Exercise objective —
I'd like an exact copy of every line from the start of the entries below through the line containing "devinleighsmith: Couple of", please.

==================================================

PR #854, opened 2021-01-29
Invalidate cache after changing financial values

goemen:


frontend/src/features/properties/list/PropertyListView.tsx
```diff
@@ -501,11 +501,20 @@ const PropertyListView: React.FC = () => {
...
+                      netBook: item.netBook,
+                      market: item.market,
+                    } as any;
                   }
                   return item;
                 });
               }
+
+              // Set key in localstorage to force the properties search to invalidate cached cache
+              localStorage.setItem(propertiesListViewChangedKey, 'true');
```
devinleighsmith, line 517: is there no way to invalidate the cache directly? this seems a bit hacky.

goemen: I could not find a better way, but I welcome better ideas

Fosol: Possibly you could include an extra query string parameter in the request. The cache i believe is based on that.  Then just make a request with a new value.  But you would need to test if the cache header will use a random query string

Fosol (approved):

frontend/src/features/properties/list/PropertyListView.tsx
devinleighsmith: Couple of ideas here: 
https://stackoverflow.com/questions/49263559/using-javascript-axios-fetch-can-you-disable-browser-cache

agalbrai:
why do we want to do this?

frontend/src/features/properties/list/PropertyListView.tsx
```diff
@@ -14,7 +14,7 @@ import { ILookupCodeState } from 'reducers/lookupCodeReducer';
 import { IPropertyQueryParams, IProperty } from '.';
```
agalbrai, line 14: why do we want to invalidate the cache?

==================================================

The completed task —
PR #854, opened 2021-01-29
Invalidate cache after changing financial values

goemen:


frontend/src/features/properties/list/PropertyListView.tsx
```diff
@@ -501,11 +501,20 @@ const PropertyListView: React.FC = () => {
...
+                      netBook: item.netBook,
+                      market: item.market,
+                    } as any;
                   }
                   return item;
                 });
               }
+
+              // Set key in localstorage to force the properties search to invalidate cached cache
+              localStorage.setItem(propertiesListViewChangedKey, 'true');
```
devinleighsmith, line 517: is there no way to invalidate the cache directly? this seems a bit hacky.

goemen: I could not find a better way, but I welcome better ideas

Fosol: Possibly you could include an extra query string parameter in the request. The cache i believe is based on that.  Then just make a request with a new value.  But you would need to test if the cache header will use a random query string

Fosol (approved):

frontend/src/features/properties/list/PropertyListView.tsx
devinleighsmith: Couple of ideas here: 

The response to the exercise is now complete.